I began writing her poems as well, mostly in French and stolen from Nizar Qabbani; French or Spanish poetry seemed dry to me, not flowery enough. I always ended my missives with a verse,
Love, my love, is a beautiful poem embellished on the moon, and so on. Judit was more discreet about her feelings, but I sensed, in her emails which were sometimes in French, sometimes in Arabic, that she appreciated our correspondence; she told me about her life in Barcelona, her everyday routine, her annoyance with the stupidity of her classes, her boredom at the university, where the professors themselves seemed to scorn the texts they taught as if they were a dead language like Latin. Through her, I began to hate these puny Arabic scholars in colonial shorts who every day regretted the fact that Spain had for a few centuries been Arabic, sighing over Andalusian texts in which they saw nothing but lexical difficulty. She told me look, we’re studying such-or-such a poem by Ibn Zaydún, such-or-such a fragment by Ibn Hazm whom they called Abenhazam, and I would rush to a bookstore to find the book in question; most of the time it was a wonder to me, a jewel from another time whose Arabic filled my mouth and eardrums with unprecedented pleasure. Despite the dead poilus and Casanova, I felt very Arabic thanks to Judit; I followed her studies from day to day: she would ask me grammar questions, I would open the grammar books and classical commentators to find an answer for her; she heard of an author and the next day I would send her an annotated file with extracts and summaries.

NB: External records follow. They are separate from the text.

PR #152, opened 2019-12-12
initramfs: Add support for LUK2

superm1:
I did testing with master on Ubuntu 20.04 daily images and found some lacking aspects for LUKS2.  I ported some stuff over from the systemd script to work in the initramfs-tools one.

I confirmed this works properly with FDE on Ubuntu 20.04.

### DIFF
--- a/src/initramfs-tools/scripts/local-top/clevis.in
+++ b/src/initramfs-tools/scripts/local-top/clevis.in
@@ -1,4 +1,4 @@
-#!/bin/sh
+#!/bin/bash -e
 #
 # Copyright (c) 2017 Red Hat, Inc.
 # Copyright (c) 2017 Shawn Rose
@@ -51,6 +51,31 @@ get_askpass_pid() {
     done
 }
 
+luks1_decrypt() {
+    luksmeta load "$@" \
+        | clevis decrypt
+
+    local rc
+    for rc in "${PIPESTATUS[@]}"; do
+        [ $rc -eq 0 ] || return $rc
+    done
+    return 0
+}
+
+luks2_jwe() {
+    # jose jwe fmt -c outputs extra \n, so clean it up
+    cryptsetup token export "$@" \
+        | jose fmt -j- -Og jwe -o- \
+        | jose jwe fmt -i- -c \
+        | tr -d '\n'
+
+    local rc
+    for rc in "${PIPESTATUS[@]}"; do
+        [ $rc -eq 0 ] || return $rc
+    done
+    return 0
+}
+
 # Wait for askpass, and then try and decrypt immediately. Just in case
 # there are multiple devices that need decrypting, this will loop
 # infinitely (The local-bottom script will kill this after decryption)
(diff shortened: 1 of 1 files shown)


superm1:
^ @therealjuanmartinez

superm1:
@sergio-correia any updates here?

sergio-correia:
> @sergio-correia any updates here?

Sorry for the delay. It looks good to me, but I was going to test it before merging. I will try to get it done today or tomorrow.

sergio-correia:
@superm1: I tested this on a laptop and a VM and had issues in both cases; while the issues fall out of the scope of this PR itself, which is merely adding support for LUKS2, you may want to investigate them better:

1) on the laptop, I was using a usb network card which was not detected, hence no network at boot time. I could see the "Error communicating with the server" message displayed by `clevis-decrypt-tang`, which was expected, since there was no network available.

2) on the VM, I saw the DHCP request and that there was network available, however no indications from `clevis-decrypt-tang`. I was just being asked the passphrase to unlock the disk. After some debugging, I noticed the `configure_networking` call (`local-top/clevis.in`) was blocking; once I added `&` to run it in the background, I was able to get it to work.

superm1:
> @superm1: I tested this on a laptop and a VM and had issues in both cases; while the issues fall out of the scope of this PR itself, which is merely adding support for LUKS2, you may want to investigate them better:

So I did my testing using TPM2 (which is the more interesting case to me since TPMs are available very widely but a tang server requires some setup in advance).

I hence didn't hit any networking related issues in my testing.  If you would be able to do your laptop test with the TPM2 I think you'd have similar success.

>on the laptop, I was using a usb network card which was not detected, hence no network at boot time. I could see the "Error communicating with the server" message displayed by clevis-decrypt-tang, which was expected, since there was no network available.

Presumably this network card is functional via some kernel module in the rootfs, just missing from initramfs, right?  I think you may try to add it explicitly to `/etc/initramfs/modules` and rebuild your initramfs.  It should hopefully take effect then.

We might have a bug somewhere initramfs-tools that it didn't pull it on it's own though.  Which module is it?

> on the VM, I saw the DHCP request and that there was network available, however no indications from clevis-decrypt-tang. I was just being asked the passphrase to unlock the disk. After some debugging, I noticed the configure_networking call (local-top/clevis.in) was blocking; once I added & to run it in the background, I was able to get it to work.

That's a bit odd.  `configure_networking` shouldn't be blocking.  Could you add a `set -x` into `scripts/functions` where it's defined?  Maybe we can see in the logging what it's actually blocking on.

> I was able to get it to work.

As in successful test with LUKS2?  :)

sergio-correia:
> So I did my testing using TPM2 (which is the more interesting case to me since TPMs are available very widely but a tang server requires some setup in advance).
> 
> I hence didn't hit any networking related issues in my testing. If you would be able to do your laptop test with the TPM2 I think you'd have similar success.
> 

tpm2 worked here as well, once I had `--prefix=/usr`, so that it could find `libtss2-tcti-device.so` to include in the initramfs.

> > on the laptop, I was using a usb network card which was not detected, hence no network at boot time. I could see the "Error communicating with the server" message displayed by clevis-decrypt-tang, which was expected, since there was no network available.
> 
> Presumably this network card is functional via some kernel module in the rootfs, just missing from initramfs, right? I think you may try to add it explicitly to `/etc/initramfs/modules` and rebuild your initramfs. It should hopefully take effect then.
> 
> We might have a bug somewhere initramfs-tools that it didn't pull it on it's own though. Which module is it?
> 

Yeah, something like this should work, however I tried quickly here and it still did not; I added `usbnet` and `r8152` to `/etc/initramfs-tools/modules` and rebuilt the initramfs (and confirmed they were added).

> > on the VM, I saw the DHCP request and that there was network available, however no indications from clevis-decrypt-tang. I was just being asked the passphrase to unlock the disk. After some debugging, I noticed the configure_networking call (local-top/clevis.in) was blocking; once I added & to run it in the background, I was able to get it to work.
> 
> That's a bit odd. `configure_networking` shouldn't be blocking. Could you add a `set -x` into `scripts/functions` where it's defined? Maybe we can see in the logging what it's actually blocking on.
> 
> > I was able to get it to work.
> 
> As in successful test with LUKS2? :)

Yep. LUKS2 and now tested working with both tang and tpm2 pins. I will merge this PR, thanks!

PR #166, opened 2020-02-16
tpm2: fix pcr_ids validation

sergio-correia:
In PR#140 we improved the validation for pcr_ids, however we introduced
an error in this validation, which broke cases in which we specify
something in the configuration, but not the pcr_ids attribute.

E.g.: '{"key": "ecc"}' now fails with "Parsing the requested policy
failed!".

In this commit we fix this issue and add a new test case to cover it.


sergio-correia:
@martinezjavier: could you take a look into this one, please?

sergio-correia:
Thanks! Yeah, it escaped mine as well. Looking at the bright side, our coverage is improving.

PR #182, opened 2020-04-04
Check if network interfaces have a link in short intervals instead of…

yuergen:
… waiting a fixed amount of time.

This should help improving some if the issues with the initialization of the network devices discussed in #145. 

I have tested this inside a virtual machine using the current beta of focal/Ubuntu 20.04. The modifications are working.


sergio-correia:
Thanks for this. I merged a different approach in f670383 (initramfs: Wait for interface to appear instead of checking for carriers).

PR #187, opened 2020-04-24
tpm2: fix parsing when there are spaces in the list of PCR IDs

sergio-correia:
Configurations like '"pcr_ids": "0, 1"}' were failing because we
did not properly parse the PCR IDs.

Quick test:
echo foo | clevis encrypt tpm2 '{"pcr_ids": "0, 1"}' | clevis decrypt
Unsealing jwk from TPM failed!


sergio-correia:
@martinezjavier: would you take a look into this one, please?

sergio-correia:
> Indeed, the fix looks good to me.

This was fast, many thanks!

PR #189, opened 2020-05-02
initramfs-tools: Copy a certificate bundle so curl can do https

g2p:
The path is the one used on Debian and Ubuntu, which should match
where initramfs-tools is used.


g2p:
Would you apply this?  This is still required when tang uses https.

sergio-correia (approved):

sergio-correia:
Thanks, looks good to me.

gb-123-git:
Is this patch still required ?

g2p:
> Is this patch still required ?

It is.  At least on systems that use initramfs-tools.

gb-123-git:
Any plans to merge this ?

sarroutbi (approved):
LGTM

PR #192, opened 2020-05-16
Use clevis-luks-askpass systemd units in dracut

### LINKED ISSUE #150: Slow unlock and passphrase request remains during boot
OS: Fedora 31
RPMs: clevis-11-10.fc31.x86_64 manually installed
(The issue is the same as 11-8 from dnf)
After a normal installation `sudo clevis luks bind tpm2 ...` and `sudo dracut -f` unlock happens automatically as expected. But before unlocking happens it take almost 2-3s (On an i7 - NVMe SSD, so it's not performance issue). Also after disk unlock, passphrase request isn't dismissed and remains during boot or upgrade reboot (During updates install remains the passphrase request and under is written the update progress).
One time, I don't know how, I got it to unlock almost istantly and with passphrase request dismissal.

ArturGaspar:
With `Before=systemd-ask-password-console.service systemd-ask-password-plymouth.service` it also fixes #150, so that the user only gets prompted for a password if the clevis unlocker fails.

I am using this with the tpm2 pin and it works correctly both in case of success or failure. If there is interest in merging this I can also test if it works with the tang pin and others.

### DIFF
--- a/src/luks/systemd/clevis-luks-askpass.path
+++ b/src/luks/systemd/clevis-luks-askpass.path
@@ -1,7 +1,8 @@
 [Unit]
 Description=Clevis systemd-ask-password Watcher
-Before=remote-fs-pre.target
-Wants=remote-fs-pre.target
+DefaultDependencies=no
+Conflicts=shutdown.target
+Before=basic.target shutdown.target remote-fs-pre.target
 
 [Path]
 PathChanged=/run/systemd/ask-password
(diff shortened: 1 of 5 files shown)


sergio-correia:
Thanks for this. And apologies for not getting to it earlier. We merged something similar in cbb64c4 (dracut: favour systemd units over dracut hooks).

I filed this other issue with plymouth regarding the passphrase not being dismissed when a LUKS device is unlocked non-interactively, in our case, with clevis: https://gitlab.freedesktop.org/plymouth/plymouth/-/issues/126 (plymouth splash is not dismissed when LUKS device is unlocked non-interactively) and it would help #150 once resolved.

PR #203, opened 2020-05-24
pin template with documentation, sample "file" pin

cbiedl:
At least for me, writings pins was hard since I had to figure out the concept behind them, and when studying the existing ones, finding out what's generic pin logic and what it specific for that pin wasn't that easy either.

That should not be repeated for anyone else, so I created `src/pins/template/` and filled it my several files and a lot of explanations embedded.

Also a new pin "file" as a demonstration of a minimal pin that uses a file to store the key. I'd consider this suitable for educational puposes only, but you think it's worth to include it in the official distribution, go ahead. Actually, this was im preparation of #185 which will get a fix soon.

### DIFF
--- a/src/pins/file/clevis-encrypt-file.1.adoc
+++ b/src/pins/file/clevis-encrypt-file.1.adoc
@@ -1,0 +1,44 @@
+CLEVIS-ENCRYPT-FILE(1)
+======================
+:doctype: manpage
+
+
+== NAME
+
+clevis-encrypt-file - Encrypts using a file policy
+
+== SYNOPSIS
+
+*clevis encrypt file* CONFIG < PT > JWE
+
+== OVERVIEW
+
+The *clevis encrypt file* command encrypts using a file policy.
+Its only argument is the JSON configuration object.
+
+Encrypting data using the file pin works like this:
+
+    $ clevis encrypt file '{"name":"/path/to/file"}' < PT > JWE
+
+The given file must not exist yet.
+
+To decrypt the data, just pass it to the *clevis decrypt* command:
+
+    $ clevis decrypt < JWE > PT
+
+== CONFIG
+
+This command uses the following configuration properties:
+
+* *name* (string) :
+  The name to the file where the jwk is stored (REQUIRED)
+
+== BUGS
+
+Requires that directories for that file already exist.
+
+Rather for educational purposes.
+
+== SEE ALSO
+
+link:clevis-decrypt.1.adoc[*clevis-decrypt*(1)]
--- a/src/pins/file/clevis-decrypt-file
+++ b/src/pins/file/clevis-decrypt-file
@@ -1,0 +1,59 @@
+#!/bin/bash
+
+set -eu
+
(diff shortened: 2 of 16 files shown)


src/pins/file/clevis-encrypt-file.1.adoc
```diff
@@ -0,0 +1,44 @@
...
+== CONFIG
+
+This command uses the following configuration properties:
+
+* *name* (string) :
+  The name to the file where the jwk is stored (REQUIRED)
+
+== BUGS
+
+Requires the directories for that file already exists.
```
sarroutbi, line 38: I would rewrite this as:
"Requires that directories for that file already exist"

sarroutbi (commented):
Minor change in documentation suggestion. Rest of changes LGTM.

cbiedl:
Certainly. Not being a native English speaker, such glitches do happen.
Do you want an updated pull request? Might be less work if you just do it on your own.

cbiedl:
Okay, found some minor issues so I've updated my branch (also, rebased it on top of HEAD). This resulted in some warnings/errors from CI I fail to understand. Feel free to take it as-is.

sarroutbi:
> Okay, found some minor issues so I've updated my branch (also, rebased it on top of HEAD). This resulted in some warnings/errors from CI I fail to understand. Feel free to take it as-is.

Thanks for the PR. The differential shellcheck issue looks like a false positive, so no need to worry for that.

zi4k4j74yn:
Is there any way one can assist to getting this merged?

sarroutbi:
Changes LGTM. @sergio-correia: can you please provide feedback when possible?

sarroutbi (approved):
Change LGTM. @sergio-correia : can you please provide your feedback when possible?

sarroutbi:
@sergio-correia : can you please provide your feedback when possible? I would prefer a second opinion. For me, this LGTM

sergio-correia (approved):
This looks good to me as well. Thanks, @cbiedl.

oldium:
FYI this will not be easy to package for distributors.

For Fedora-based distros this is straight-forward, because it uses just Dracut, so installing `clevis-decrypt-file` in `module-setup.sh` unconditionally is fine.

For Debian-based distros this will not be possible, because you can have either initramfs-tools or Dracut. The support for `initramfs-tools` is covered by `clevis-initramfs` package, support for Dracut is handled by clevis-dracut package.

To make this working in Debian, the hook scripts need to check if the clevis pin files exist prior to installing the full support.

For Dracut `module-setup.sh`, something like this should do the trick (both for `template` and for `file` pins):

`module-setup.sh.in`:
```
check() {
    require_binaries clevis-decrypt-@pin@ || return 1
}
```

For initramfs-tools, something like this should make it working:

```
if [ -x @bindir@/clevis-decrypt-@pin@ ]; then
    copy_exec @bindir@/clevis-decrypt-@pin@ || die 1 "@bindir@/clevis-decrypt-@pin@ not found"
fi
```

PR #204, opened 2020-05-24
Implement a pin to store the key on a block device. Closes: #185

cbiedl:
The "medium" pin allows storing the jwk in a file on a given block
device.


src/pins/medium/clevis-decrypt-medium
```diff
@@ -0,0 +1,99 @@
+#!/bin/bash
```
sarroutbi, line 1: To keep homogeneous scripts with similar shebang, this should be kept as
```bash
#!/bin/sh
```

PR #205, opened 2020-05-26
[wip] luks: get rid of bashisms in clevis-luks-common-functions

sergio-correia:
As suggested in #202, let's try to define some sort of style guide
to try to improve portability and consistency across the scripts.

The suggestions include:

- getting rid of bashisms, at least for scripts running in early
  userland
- running with "set -e" and "set -u"
- using $() instead of backticks
- using long form of `jose' commands, for better readability

This commit converts clevis-luks-common-function and its user
clevis-luks-list.

As of now, shellcheck complains of the following:
"SC2039: In POSIX sh, 'local' is undefined."

This can be muted with `shellcheck -eSC2039'

### DIFF
--- a/src/luks/clevis-luks-common-functions
+++ b/src/luks/clevis-luks-common-functions
@@ -1,4 +1,5 @@
-#!/bin/bash -e
+#!/bin/sh
+set -eu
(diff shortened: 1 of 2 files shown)


sergio-correia:
Closing this for now.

Of course, these activities were incompatible with my co-renters’ way of life, who had been unearthed by a kind of syndicate of French companies, which tried as much as possible to facilitate lodging for their personnel; Adel, Yacine, and Walid all came from Casablanca, they were “skilled technicians” and worked in an automobile parts factory, on the assembly line. Every night they saw me immersed in my files of dead soldiers or in my books, and took me for a madman. Sometimes they’d shout Lakhdar khouya, you’re going to make yourself deaf and blind, it’s worse than masturbation, all that, come out for a spin in the open air, you’ll see some girls! No no, he’ll just see the sea, but that can’t hurt him! Moulay Lakhdar, you’re pale as prepubescent underwear, come inhale the exhaust from our car! And they’d end up leaving, earpiece in place, for Tangier and its delights, cruising with the music at full blast for hours till they ended up stuffing their faces with hamburgers around midnight, coming home brimming with excitement, and sprawling in front of the TV smoking joint after joint before returning to the factory the next day.